94820-8 is a LOINC code used to identify Whole mRNA Transcriptome Sequence Analysis Sequencing Doc (Bld/Tiss) in laboratory and clinical observation data. You may see this code in lab systems, lab reports, EHR exports, interoperability feeds, or other structured clinical data exchanges. LOINC codes identify tests, measurements, observations, survey items, and clinical questions in a standardized way. It is associated with the component Whole mRNA transcriptome sequence analysis. It is commonly used with the system or sample type Bld/Tiss.

Reviewed by HealthAssure Clinical TeamUpdated 21 May 2026

What is this code?

LOINC codes identify tests, measurements, observations, survey items, and clinical questions in a standardized way. It is associated with the component Whole mRNA transcriptome sequence analysis. It is commonly used with the system or sample type Bld/Tiss.

When is it used?

Used in lab systems, EHRs, and clinical data exchange.
May identify a test, observation, survey item, or clinical document request rather than a diagnosis.
Status: ACTIVE
Order vs observation: Both
Method: Sequencing

What it does not mean

The code identifies the observation or test, not the actual result.

Key facts

Whole mRNA transcriptome sequence analysis in Blood or Tissue by Sequencing

Whole mRNA transcriptome sequence analysis

Whole mRNA transcriptome analysis by sequencing (RNA-Seq) is performed to determine what effect, if any, variants of unknown significance (VUS) may have on gene expression under specific circumstances or in a specific cell. Effect on the transcripts include a splice site defect, an inclusion of a pseudo-exon, exclusion of a real exon or loss of expression of the gene. Whole RNA transcriptome analysis is used in cancer diagnostics as well as other conditions to assess the functional impact of a variant on gene expression.
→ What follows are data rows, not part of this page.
PR #1790, opened 2022-09-14
Add support for Nuitka-Python to set link flags.

Maxwell175:

# What does this PR do?

Add support for Nuitka-Python to set link (and compile) flags.
Also fix an issue that caused Nuitka to not find dlls that python is linked to.

# PR Checklist

      cover enough.

### DIFF
--- a/nuitka/freezer/DllDependenciesMacOS.py
+++ b/nuitka/freezer/DllDependenciesMacOS.py
@@ -17,13 +17,14 @@
 #
 """DLL dependency scan methods for macOS. """
 
+import json
 import os
 import sys
 
 from nuitka.containers.OrderedDicts import OrderedDict
 from nuitka.containers.OrderedSets import OrderedSet
 from nuitka.Errors import NuitkaForbiddenDLLEncounter
-from nuitka.PythonFlavors import isAnacondaPython
+from nuitka.PythonFlavors import isAnacondaPython, isNuitkaPython
 from nuitka.Tracing import inclusion_logger
 from nuitka.utils.FileOperations import areSamePaths, isPathBelow
 from nuitka.utils.SharedLibraries import (
@@ -146,7 +147,6 @@ def _resolveBinaryPathDLLsMacOS(
 
     rpaths = _detectBinaryRPathsMacOS(original_dir, binary_filename)
     rpaths.update(package_specific_dirs)
-    print(rpaths)
 
     for path in paths:
         if path.startswith("@rpath/"):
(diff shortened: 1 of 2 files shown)


nuitka/freezer/DllDependenciesMacOS.py
```diff
@@ -145,6 +146,7 @@ def _resolveBinaryPathDLLsMacOS(
 
     rpaths = _detectBinaryRPathsMacOS(original_dir, binary_filename)
     rpaths.update(package_specific_dirs)
+    print(rpaths)
```
kayhayen, line 149: That stray print is going to kill tests

nuitka/freezer/DllDependenciesMacOS.py
```diff
@@ -161,6 +163,14 @@ def _resolveBinaryPathDLLsMacOS(
         elif os.path.basename(path) == os.path.basename(binary_filename):
             # We ignore the references to itself coming from the library id.
             continue
+        elif not os.path.isabs(path) and not os.path.exists(path):
```
kayhayen, line 166: So, relative paths with any '@' are a thing, where did you see these, how does macOS handle these?!

Maxwell175: When setting up the linking of one of the necessary dll dependencies for one of the packages that i need for Nuitka-Python, that is the default way that it links it.

Here is the otool Load command:
```
Load command 27
          cmd LC_LOAD_DYLIB
      cmdsize 40
         name libCg.dylib (offset 24)
   time stamp 2 Wed Dec 31 19:00:02 1969
      current version 0.0.0
compatibility version 0.0.0
```

Here is where it searches:
```
dyld[39260]: Library not loaded: 'libCg.dylib'
  Referenced from: '/Users/maxwell/test/python3'
  Reason: tried: 'libCg.dylib' (no such file), '/usr/local/lib/libCg.dylib' (no such file), '/usr/lib/libCg.dylib' (no such file), '/Users/maxwell/test/libCg.dylib' (no such file), '/usr/local/lib/libCg.dylib' (no such file), '/usr/lib/libCg.dylib' (no such file)
```

nuitka/freezer/DllDependenciesMacOS.py
Maxwell175: Fixed.

nuitka/freezer/DllDependenciesMacOS.py
Maxwell175: It seems that this happens when a dll is linked in using the `-l` option and the library directory is specified with `-L`. This is really only an issue with Nuitka Python so I updated the code to be in a `isNuitkaPython` check and also to be more precise and robust.

PR #1798, opened 2022-09-18
add tool to only format the package-config YAML files

Fire-Cube:
what the title says ;)


kayhayen:
I would much rather than more binaries add an option to the existing auto-format such that it limits the file scan to a subset, say `--yaml`, `-c`, and `--python` which make everything else excluded.

Therefore I reject this approach, sorry.

PR #248, opened 2018-06-14
fix(Addresses): remove space between asset selector and container vie…

woudini:
…w (except for iPhone X)

@achtenhagen there's still ~24 pt of extra space left at the top of the Addresses screen for the iPhone X, and possibly some space missing at the bottom too. All other phones look good so I assume it has to do with the safe areas.


achtenhagen:
@woudini Yes, that is likely. I can can have a look and fix this issue.

PR #257, opened 2018-06-15
iPhone X Support for About Us Screen

bchrisarriola:
Redoing the about us screen using storyboard + autolayout to support iPhone X.

iPhone X Screenshot:
simulator screen shot - iphone x - 2018-06-15 at 15 18 51

iPhone 5S Screenshot:
simulator screen shot - iphone 5s - 2018-06-15 at 15 18 59


Blockchain/Settings/Views/AboutUsViewController.swift
```diff
@@ -0,0 +1,56 @@
...
+
+@objc class AboutUsViewController: UIViewController {
+    @IBOutlet weak var buttonClose: UIButton!
+    @IBOutlet weak var labelMain: UILabel!
+    @IBOutlet weak var buttonRateUs: UIButton!
+
+    override func viewDidLoad() {
+        super.viewDidLoad()
+
+        UIApplication.shared.statusBarStyle = .default
```
achtenhagen: When the controller is dismissed, this value should change back to `lightContent`.

bchrisarriola: Ah, good catch. We really should be using `preferredStatusBarStyle` but that's another larger task/issue to address.

PR #263, opened 2018-06-20
fix(send): correctly handle different permutations of QR code addresses for all assets.

bchrisarriola:
Tested all the following cases:

BITCOIN:
* Should accept BTC address with prefix bitcoin:1K43HTP8ayuJjfqAHG7azwVDDQaDwLtqtK
* Should accept BTC address without prefix 1K43HTP8ayuJjfqAHG7azwVDDQaDwLtqtK
* Should not accept addresses with other currency prefix or address

BITCOIN CASH:
* Should accept BCH address with prefix bitcoincash:qpheqxjud2p0yg85t679tnc7n05xffs5ks07zhg6y6
* Should accept BCH address without prefix qpheqxjud2p0yg85t679tnc7n05xffs5ks07zhg6y6
* Should accept BCH legacy address with prefix bitcoincash:1K43HTP8ayuJjfqAHG7azwVDDQaDwLtqtK
* Should accept BCH legacy address without prefix 1K43HTP8ayuJjfqAHG7azwVDDQaDwLtqtK
* Should not accept addresses with other currency prefix

ETHER:
* Should accept ETH address without prefix 0x6584EF6C986d82d9B48683312cFb66234896bF2c
* Should not accept addresses with other currency prefix or address

### DIFF
--- a/Blockchain/LocalizationConstants.swift
+++ b/Blockchain/LocalizationConstants.swift
@@ -170,7 +170,10 @@ struct LocalizationConstants {
     }
 
     struct SendAsset {
-        static let invalidXAddressY = NSLocalizedString("Invalid %@ address: %@", comment: "")
+        static let invalidXAddressY = NSLocalizedString(
+            "Invalid %@ address: %@",
+            comment: "String presented to the user when they try to scan a QR code with an invalid address."
+        )
     }
 
     struct SendEther {
--- a/Blockchain/LocalizationConstants.swift
+++ b/Blockchain/LocalizationConstants.swift
@@ -169,6 +169,10 @@ struct LocalizationConstants {
         static let addWatchOnlyAddressWarningPrompt = NSLocalizedString("These options are recommended for advanced users only. Continue?", comment: "")
     }
 
+    struct SendAsset {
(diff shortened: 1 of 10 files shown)


Blockchain/LocalizationConstants.swift
```diff
@@ -169,6 +169,10 @@ struct LocalizationConstants {
         static let addWatchOnlyAddressWarningPrompt = NSLocalizedString("These options are recommended for advanced users only. Continue?", comment: "")
     }
 
+    struct SendAsset {
+        static let invalidXAddressY = NSLocalizedString("Invalid %@ address: %@", comment: "")
```
achtenhagen: Should we add comments for `NSLocalizedString` retroactively?

bchrisarriola: Yeah, let's do that. How about this plan?
- update all open PRs that modify `LocalizationConstants` and add comments to added/updated strings
- create a task to retroactively add comments to all the other strings

achtenhagen: Sounds good, but we could ignore the constants that have not yet been migrated from `LocalizationConstants.h`.

PR #264, opened 2018-06-20
fix(RawValued): fixing crash on release builds when using RawValued int enum

bchrisarriola:
Fixes crash on release builds when trying to first access `AppFeature`. 

Unclear why this is happening only on release builds but the operation `AppFeature.rawValues` would eventually cause a buffer overflow and crash the app (the `AnyIterator` inside the `rawValues` implementation will continue to iterate even though no further enums with such values exist). Also, this only happens on enums that are Ints (does not happen to other enums that are Strings). I wanted to fix this on the `RawValued` implementation but could not come up with a solution.

As a fix, I've defined a static `allFeatures` property. Once Swift 4.2 is supported, we can updated that enum and conform to `CaseIterable`.

### DIFF
--- a/Blockchain/Extensions/Enum+RawValued.swift
+++ b/Blockchain/Extensions/Enum+RawValued.swift
@@ -8,6 +8,10 @@
 
 import Foundation
 
+/// Protocol definition for an enum that is also a `RawValue`.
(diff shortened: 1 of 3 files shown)


bchrisarriola:
Will update this PR to add comments to RawValued about the Int issue

PR #267, opened 2018-06-21
UIView Safe Area Frame Extension

achtenhagen:
Highlights in this PR:
- Adds convenient extension to get a view's frame based on the safe area of the root view.


Blockchain/UIView+SafeAreaFrame.swift
```diff
@@ -0,0 +1,67 @@
...
+
+import Foundation
+
+/**
+ UIView Safe Area Frame Extension
+ - Note: must only be called when safe area insets have been set (viewSafeAreaInsetsDidChange(), viewDidLayoutSubviews())
+ - Note: this extension only supports the default screen orientation.
+ - Parameter navigationBar: the height of the navigation bar should be considered when sizing the frame.
+ - Parameter tabBar: the height of the tab bar should be considered when sizing the frame.
+ - Parameter: assetSelector: the height of the asset selector should be considered when sizing the frame.
```
bchrisarriola: Seems odd to leave parameter name comments as part of the extension's documentation. Move this above the method definition `class func safeAreaFrame`?

Blockchain/UIView+SafeAreaFrame.swift
```diff
@@ -0,0 +1,67 @@
...
+ */
+@objc
+extension UIView {
+    class func safeAreaFrame(
+        navigationBar: Bool = false,
+        tabBar: Bool = false,
+        assetSelector: Bool = false) -> CGRect {
```
bchrisarriola: Nit:

I think adding a new line right before the closing parens really aids in readability. So:

```
class func safeAreaFrame(
        navigationBar: Bool = false,
        tabBar: Bool = false,
        assetSelector: Bool = false
) -> CGRect {
```

Blockchain/UIView+SafeAreaFrame.swift
```diff
@@ -0,0 +1,67 @@
...
+/**
+ UIView Safe Area Frame Extension
+ - Note: must only be called when safe area insets have been set (viewSafeAreaInsetsDidChange(), viewDidLayoutSubviews())
+ - Note: this extension only supports the default screen orientation.
+ - Parameter navigationBar: the height of the navigation bar should be considered when sizing the frame.
+ - Parameter tabBar: the height of the tab bar should be considered when sizing the frame.
+ - Parameter: assetSelector: the height of the asset selector should be considered when sizing the frame.
+ */
+@objc
+extension UIView {
```
bchrisarriola: I think we want this to be a `UIViewController` extension and not a `UIView` extension. Currently this assumes that the `UIView` requesting the `safeAreaFrame` or `safeAreaInsets` is inside the app's rootViewController which might not always be the case.

Blockchain/UIView+SafeAreaFrame.swift
achtenhagen: You're right about the readability, but when I press `CTRL + i`, I expect the code syntax and indentation to be adjusted to what Xcode prefers, so in that case your above suggestion would look like:
```
    class func safeAreaFrame(
        navigationBar: Bool = false,
        tabBar: Bool = false,
        assetSelector: Bool = false
        ) -> CGRect {
```

Will change the method signature to that.

bchrisarriola: Yeah I noticed that too which bugs the hell out of me. I'm sure that's something we can configure

Blockchain/UIView+SafeAreaFrame.swift
achtenhagen: I made it an extension of `UIView` because the `safeAreaLayoutGuide`, which gives us `layoutFrame`, is a property of `UIView`, not `UIViewController`.
In my opinion, `UIViewController` should only have methods that act upon `UIView` and not on properties of it's children. Thoughts?

bchrisarriola: Makes sense.

Sorry just thought of another adjustment—thoughts about renaming these methods to be prefixed with `rootView*` so that it's clear that these functions operate on `rootViewController.view`?

achtenhagen: Sure, sounds good.

PR #277, opened 2018-06-22
fix(Receive): prevent BTC payment received amount from showing twice.

bchrisarriola:
Fixes the issue wherein the alert shown when a payment is received displays duplicate payment amounts in BTC.

Ideally the fiat amount right after the BTC amount should be displayed (which happens most of the time). However, there is a race condition wherein we don't have the user's local currency's conversion value from/to BTC amount. When this happens, we'll just display the BTC amount and leave the fiat amount off. Also weird, when the local currency conversion is not available, the `NSNumberFormatter:formatMoney:localCurrency` method will fallback to _always_ just convert the amount to BTC and completely ignore the `localCurrency` flag. Fixing this method may have some unintended consequences since it's used in a lot of other places so I figured this patch will do for now.

Obviously this isn't ideal but the correct fix should be addressed in our wallet rearch efforts.

### DIFF
--- a/Blockchain/ReceiveBitcoinViewController.h
+++ b/Blockchain/ReceiveBitcoinViewController.h
@@ -46,8 +46,6 @@
 
 @property(nonatomic) UIView *bottomContainerView;
 @property(nonatomic) UILabel *receiveToLabel;
-@property(nonatomic) UIButton *selectFromButton;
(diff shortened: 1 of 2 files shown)


bchrisarriola:
See #278

PR #282, opened 2018-06-25
fix(Settings): show correct biometric type in settings

achtenhagen:
Highlights in this PR:
- Now shows the correct biometric authentication type in the **Settings** view.
- Now shows the correct biometric authentication type in the **Wallet Setup** view.
- Standardizes the naming of objects related to biometric authentication (to be more agnostic).
- Correctly sizes header labels for table view sections.

### IMPORTANT
Two keys in the UserDefaults have been renamed to reflect the object name standardization and thus will **disable** biometric authentication the **first time** the user returns to the app after updating the application.

Some localized constants were also affected and thus translations need to be updated before merging this PR.

As mentioned in the code docs, we should not have a toggle to opt-in to using biometric authentication, but rather prompt the user with the system dialog during the pin creation step. To be discussed further.

Biometric authentication-related configuration should **not** be stored by the application, but rather by the system itself.

For more info, please see:
https://developer.apple.com/design/human-interface-guidelines/ios/user-interaction/authentication

### DIFF
--- a/Blockchain/Extensions/UserDefaults.swift
+++ b/Blockchain/Extensions/UserDefaults.swift
@@ -21,7 +21,7 @@ extension UserDefaults {
 
     enum Keys: String {
         case assetType = "assetType"
-        case didFailTouchIDSetup = "didFailTouchIDSetup"
+        case didFailBiometrySetup = "didFailBiometrySetup"
         case encryptedPinPassword = "encryptedPINPassword"
         case environment = "environment"
         case firstRun = "firstRun"
@@ -36,10 +36,10 @@ extension UserDefaults {
         case reminderModalDate = "reminderModalDate"
         case shouldHideAllCards = "shouldHideAllCards"
         case shouldHideBuySellCard = "shouldHideBuySellNotificationCard"
-        case shouldShowTouchIDSetup = "shouldShowTouchIDSetup"
+        case shouldShowBiometrySetup = "shouldShowBiometrySetup"
         case swipeToReceiveEnabled = "swipeToReceive"
         case symbolLocal = "symbolLocal"
-        case touchIDEnabled = "touchIDEnabled"
+        case biometryEnabled = "biometryEnabled"
         case hideTransferAllFundsAlert = "hideTransferAllFundsAlert"
         case defaultAccountLabelledAddressesCount = "defaultAccountLabelledAddressesCount"
     }
--- a/Blockchain/Extensions/UserDefaults.swift
+++ b/Blockchain/Extensions/UserDefaults.swift
@@ -1,5 +1,5 @@
 //
-//  Userstandard.swift
+//  UserDefaults.swift
 //  Blockchain
 //
 //  Created by Maurice A. on 4/13/18.
--- a/Blockchain/Extensions/UserDefaults.swift
+++ b/Blockchain/Extensions/UserDefaults.swift
@@ -44,18 +44,15 @@ extension UserDefaults {
         case defaultAccountLabelledAddressesCount = "defaultAccountLabelledAddressesCount"
     }
 
-    static func migrateLegacyKeysIfNeeded() {
-        if let didFailTouchIDSetup = standard.object(forKey: "didFailTouchIDSetup") as? Bool {
-            standard.set(didFailTouchIDSetup, forKey: Keys.didFailBiometrySetup.rawValue)
-            standard.removeObject(forKey: "didFailTouchIDSetup")
-        }
-        if let shouldShowTouchIDSetup = standard.object(forKey: "shouldShowTouchIDSetup") as? Bool {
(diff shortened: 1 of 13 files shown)


Blockchain/LocalizationConstants.swift
```diff
@@ -115,6 +115,8 @@ struct LocalizationConstants {
 
         //: Deprecated Authentication Errors (remove once we stop supporting iOS >= 8.0 and iOS <= 11)
         static let touchIDLockout = NSLocalizedString("Unable to Authenticate because there were too many failed Touch ID attempts. Passcode is required to unlock Touch ID", comment: "")
+        static let biometryWarning = NSLocalizedString("Enabling this feature will allow all users with a registered %@ fingerprint on this device to access to your wallet.", comment: "%@ represents either Face ID or Touch ID to avoid additional translation")
+        static let enableBiometrics = NSLocalizedString("Enable %@", comment: "")
```
bchrisarriola: Let's start adding comments to `NSLocalizedString` to provide more context to the translator where the string is used as that helps provide a more accurate translation.

e.g.

```
static let enableBiometrics = NSLocalizedString(
    "Enable %@", 
    comment: "Question asked to user if they want to enable biometrics for authenticating into the app."
)
```

bchrisarriola: Also for strings that take in an argument, it would be helpful to know that by indicating in the variable name. So, `enableBiometrics` might be better renamed as `enableX` or `enableArgument` (I personally like the former naming convention).

Blockchain/Extensions/UserDefaults.swift
```diff
@@ -21,7 +21,7 @@ extension UserDefaults {
 
     enum Keys: String {
         case assetType = "assetType"
-        case didFailTouchIDSetup = "didFailTouchIDSetup"
+        case didFailBiometrySetup = "didFailBiometrySetup"
```
bchrisarriola: Since these keys are renamed, migration needs to be handled correctly since it is a bad experience to have to re-enable biometrics if you had enabled it in the past. One way to handle this is:
1. override the BlockchainSettings.App initializer and create a method `handleMigrationIfNeeded`
2. in `handleMigrationIfNeeded`, for each renamed key:
   - check if the key exists
   - if so, set the value for the new key
   - delete the key
(I think 2 can be an extension function of `UserDefault`)

bchrisarriola:
Just tested this on iPhone X and 8 and verified that touch ID & face ID work as expected—good work on this 👍

Blockchain/Extensions/UserDefaults.swift
```diff
@@ -1,5 +1,5 @@
 //
-//  UserDefaults.swift
+//  Userstandard.swift
```
bchrisarriola: Revert?

Blockchain/Extensions/UserDefaults.swift
```diff
@@ -1,5 +1,5 @@
 //
-//  UserDefaults.swift
```
achtenhagen: Mistake created by Find & replace. Will fix 😓

Blockchain/Extensions/UserDefaults.swift
```diff
@@ -36,11 +36,26 @@ extension UserDefaults {
...
+        case shouldShowBiometrySetup = "shouldShowBiometrySetup"
         case swipeToReceiveEnabled = "swipeToReceive"
         case symbolLocal = "symbolLocal"
-        case touchIDEnabled = "touchIDEnabled"
+        case biometryEnabled = "biometryEnabled"
         case hideTransferAllFundsAlert = "hideTransferAllFundsAlert"
         case defaultAccountLabelledAddressesCount = "defaultAccountLabelledAddressesCount"
     }
+
+    static func migrateLegacyKeysIfNeeded() {
```
bchrisarriola: This shouldn't be a static function—should just be an instance method and all `standard` references can be replaced by `self`.

Blockchain/Extensions/UserDefaults.swift
```diff
@@ -36,11 +36,26 @@ extension UserDefaults {
...
+        if let didFailTouchIDSetup = standard.object(forKey: "didFailTouchIDSetup") as? Bool {
+            standard.set(didFailTouchIDSetup, forKey: Keys.didFailBiometrySetup.rawValue)
+            standard.removeObject(forKey: "didFailTouchIDSetup")
+        }
```
bchrisarriola: You can create a private instance method helper to remove duplication here.

e.g.

```
private func migrateBool(fromKey: String, toKey: String) {
    guard let value = self.object(forKey: fromKey) as? Bool else { return }
    self.set(value, forKey: toKey)
    self.removeObject(forKey: fromKey)
}
```

achtenhagen: Nice, that makes things much cleaner!

PR #286, opened 2018-06-27
fix(Send): clear amount fields when view disappears

achtenhagen:
Highlights in this PR:
- In the **Send** and **Request** views, amount fields are now cleared when navigating away from them.
- The **Send** view also resets the **To** field and the **Use total available minus fee** label.
- Removed more references to the deprecated **Contacts** feature.

### DIFF
--- a/Blockchain/ReceiveBitcoinViewController.m
+++ b/Blockchain/ReceiveBitcoinViewController.m
@@ -115,6 +115,11 @@
     [self updateUI];
 }
 
+- (void)viewDidDisappear:(BOOL)animated
+{
+    [self clearAmounts];
+}
+
 - (void)viewWillDisappear:(BOOL)animated
 {
     [super viewWillDisappear:animated];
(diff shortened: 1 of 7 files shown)


Blockchain/ReceiveBitcoinViewController.m
```diff
@@ -115,6 +115,11 @@ - (void)viewDidLoad
     [self updateUI];
 }
 
+- (void)viewDidDisappear:(BOOL)animated
+{
+    [self clearAmounts];
```
bchrisarriola: Need to call `[super viewDidDisappear:animated]`

Blockchain/SendEtherViewController.m
```diff
@@ -174,6 +174,11 @@ - (void)viewWillAppear:(BOOL)animated
     [self getHistory];
 }
 
+- (void)viewDidDisappear:(BOOL)animated
+{
+    [self reload];
```
bchrisarriola: Same here

Blockchain/ReceiveBitcoinViewController.m
achtenhagen: I wonder why the autocompletion of this method does not insert it for you if it should always be called. Will fix.

PR #293, opened 2018-06-29
refactor(App Review): extract app review logic into separate component

achtenhagen:
Highlights in this PR:
- Extracts the app review logic into a separate component.

### DIFF
--- a/Blockchain/AppDelegate.swift
+++ b/Blockchain/AppDelegate.swift
@@ -40,8 +40,6 @@ class AppDelegate: UIResponder, UIApplicationDelegate {
     func application(_ application: UIApplication, didFinishLaunchingWithOptions launchOptions: [UIApplicationLaunchOptionsKey: Any]?) -> Bool {
         Fabric.with([Crashlytics.self])
 
-        BlockchainSettings.App.shared.appOpenedCount += 1
-
         // MARK: - Global Appearance
 
         //: Status Bar
@@ -157,6 +155,8 @@ class AppDelegate: UIResponder, UIApplicationDelegate {
 
     func applicationWillEnterForeground(_ application: UIApplication) {
         print("applicationWillEnterForeground")
+
+        BlockchainSettings.App.shared.appOpenedCount += 1
 
         BuySellCoordinator.shared.start()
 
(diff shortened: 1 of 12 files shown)


Blockchain/AppDelegate.swift
```diff
@@ -40,6 +40,8 @@ class AppDelegate: UIResponder, UIApplicationDelegate {
     func application(_ application: UIApplication, didFinishLaunchingWithOptions launchOptions: [UIApplicationLaunchOptionsKey: Any]?) -> Bool {
         Fabric.with([Crashlytics.self])
 
+        BlockchainSettings.App.shared.appOpenedCount += 1
```
bchrisarriola: This will only count fresh launches. Seems like we may want to increment this in `applicationWillEnterForeground` instead.

Blockchain/AppReviewPrompt/AppReviewPrompt.swift
```diff
@@ -0,0 +1,87 @@
...
+            print("App review prompt will not show because the application open count is too low (\(count)).")
+            #endif
+            return
+        }
+    }
+
+    private func requestReview() {
+        if #available(iOS 10.3, *) {
+            SKStoreReviewController.requestReview()
+        } else {
```
bchrisarriola: Nit: for readability, this can be improved by early returning inside the if statement and remove the else branch:

i.e.

```
if #available(iOS 10.3, *) {
    SKStoreReviewController.requestReview()
    return
}

// ... pre iOS 10.3 handling goes here
```

...alternatively, you can wrap the legacy handling in another method

i.e.

```
if #available(iOS 10.3, *) {
    SKStoreReviewController.requestReview()
} else {
    requestReviewLegacy()
}
```

achtenhagen: Yeah I usually do that, but missed it because the snippet for the `#available` check inserts if/else. Will update.

Blockchain/AppDelegate.swift
achtenhagen: Good idea, makes sense. Will update.

PR #296, opened 2018-07-02
fix(Wallet Setup): do not show biometry setup view if the device is n…

achtenhagen:
Highlights in this PR:
- Fixes the issue where the biometrics setup view would be presented even if the device itself was not enrolled in biometric authentication.


achtenhagen:
The `UIDevice` extension sounds like a good place for that. I can add those changes into this PR. As a side note, we should not store an enabled value for biometrics and instead let the system tell the app if it is or not. I think we have a boolean in UserDefaults which violates this.

bchrisarriola:
👍 another thing we can refactor

Blockchain/Extensions/UIDevice+Biometrics.swift
```diff
@@ -0,0 +1,56 @@
...
+
+    @available(iOS 11.0, *)
+    init?(type: LABiometryType) {
+        switch type {
+        case .faceID:
+            self.title = "Face ID"
+            self.asset = "IconFaceID"
+        case .touchID:
+            self.title = "Touch ID"
+            self.asset = "IconTouchID"
```
bchrisarriola: Call `self.init()` here to avoid duplication?

achtenhagen: This is unfortunately not possible and creating a helper function results in `Property not initialized at super.init call`. I would suggest keeping this duplication for now.

achtenhagen: This is a great solution and it works just as intended. Nice!

PR #838, opened 2015-05-02
Fix travis after_script invocation

rrrene:
Hi Chris,

this PR fixes the invocation of the `after_script` on Travis.

Since we switch to the `installer/`dir after `mix test` in order to invoke it again, we have to return to `TRAVIS_BUILD_DIR` for the subsequent invocation of InchEx.


chrismccord:
thanks!

PR #840, opened 2015-05-03
Add default robots.txt file to phoenix.new

dabit:
Because all web apps need a robots.txt file

### DIFF
--- a/installer/lib/phoenix_new.ex
+++ b/installer/lib/phoenix_new.ex
@@ -16,6 +16,7 @@ defmodule Mix.Tasks.Phoenix.New do
     {:eex,  "new/config/test.exs",                           "config/test.exs"},
     {:eex,  "new/lib/application_name.ex",                   "lib/application_name.ex"},
     {:eex,  "new/lib/application_name/endpoint.ex",          "lib/application_name/endpoint.ex"},
+    {:text, "new/priv/static/robots.txt",                    "priv/static/robots.txt"},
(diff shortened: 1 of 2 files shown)


josevalim:
Thank you. The issue is that this is not going to work if we are using brunch. So with brunch, this needs to be copied to web/static/assets/robots.txt. Without brunch, the location is correct.  Can you please update your commit?

josevalim:
To be more precise, we need to update here:

https://github.com/dabit/phoenix/blob/robots/installer/lib/phoenix_new.ex#L55

and here:

https://github.com/dabit/phoenix/blob/robots/installer/lib/phoenix_new.ex#L47

Putting the file at the static/robots.txt. :)

djm:
The thing is that a robots.txt isn't an asset in the traditional sense.

For example, if you were using a CDN you'd likely be serving your assets
from a domain such as `username.example-cdn.com`. Serving the robots.txt
file at the root path there would cause the directions inside to be applied
to the CDN domain and not `your-domain.com`, which is highly likely not
what you want.

As asset hosting on a separate (sub)domain is common and indeed recommended
I'm not sure changeset this covers the use cases it needs to.

josevalim:
@djm Brunch call assets everything that is copied to "priv/static" with no changes. So regardless if it is an asset or not, that's where we need to put it.

josevalim:
I was wrong, everyone was right. :) We don't ignore priv/static by default (just css and js).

While RNA-Seq studies looks at RNA transcribed from (mostly) exonic regions of DNA, whole exome sequencing studies [LOINC86205-2] look directly at the DNA contained in exonic regions of the genome. This term was created for, but not limited in use to, the submitter's MNG Whole Transcriptome assay, which is used to assess all genes in mRNA that are expressed in the specimen and identify changes that could be associated with the patient's clinical presentation. It is recommended that RNA-Seq assays are performed in the context of DNA sequencing results since some variants may not be detected in RNA.

Blood; Document; Finding; Findings; Genetics; Heredity; Heritable; high-throughput sequencing; HTS; Inherited; Molecular pathology; MOLPATH; Next generation sequencing; NGS; Point in time; Random; RNA transcriptome profiling; RNA-Seq; Tissue; Tissue, unspecified; transcriptional profiling; WB; Whole blood; Whole blood or Tissue; Whole mRNA Seq Analysis

Where you may see this code

You may see this code in lab systems, lab reports, EHR exports, interoperability feeds, or other structured clinical data exchanges.

Common synonyms

Whole mRNA Transcriptome Sequence Analysis Sequencing Doc (Bld/Tiss)Whole mRNA transcriptome sequence analysis in Blood or Tissue by SequencingWhole mRNA Seq Analysis Bld/T SeqWhole mRNA transcriptome sequence analysisMOLPATHWhole mRNA transcriptome sequence analysis, Blood or tissue specimenFind

Frequently asked questions

Code details

Code94820-8

SystemLOINC

Display nameWhole mRNA Transcriptome Sequence Analysis Sequencing Doc (Bld/Tiss)

DescriptionWhole mRNA transcriptome sequence analysis

Short nameWhole mRNA Seq Analysis Bld/T Seq

ComponentWhole mRNA transcriptome sequence analysis

PropertyFind

TimingPt

System (specimen)Bld/Tiss

ScaleDoc

MethodSequencing

ClassMOLPATH

StatusACTIVE

Order/ObservationBoth

Flags

BillableNo

Valid clinical useNo

Source

SourceLOINC

Version2.82

Releasemain

First released2.68

Last changed2.68

Consumer names

Whole mRNA transcriptome sequence analysis, Blood or tissue specimen

Part names

Whole mRNA transcriptome sequence analysisFindPtBld/TissDocSequencingFindingPoint in time (spot)Blood or Tissue

About this content

This page is prepared by HealthAssure's clinical team using official coding standards from LOINC. AI tools assist with drafting explanations, which are then reviewed and verified by healthcare professionals for accuracy. This content is for informational purposes and does not replace professional medical advice. Meet our team.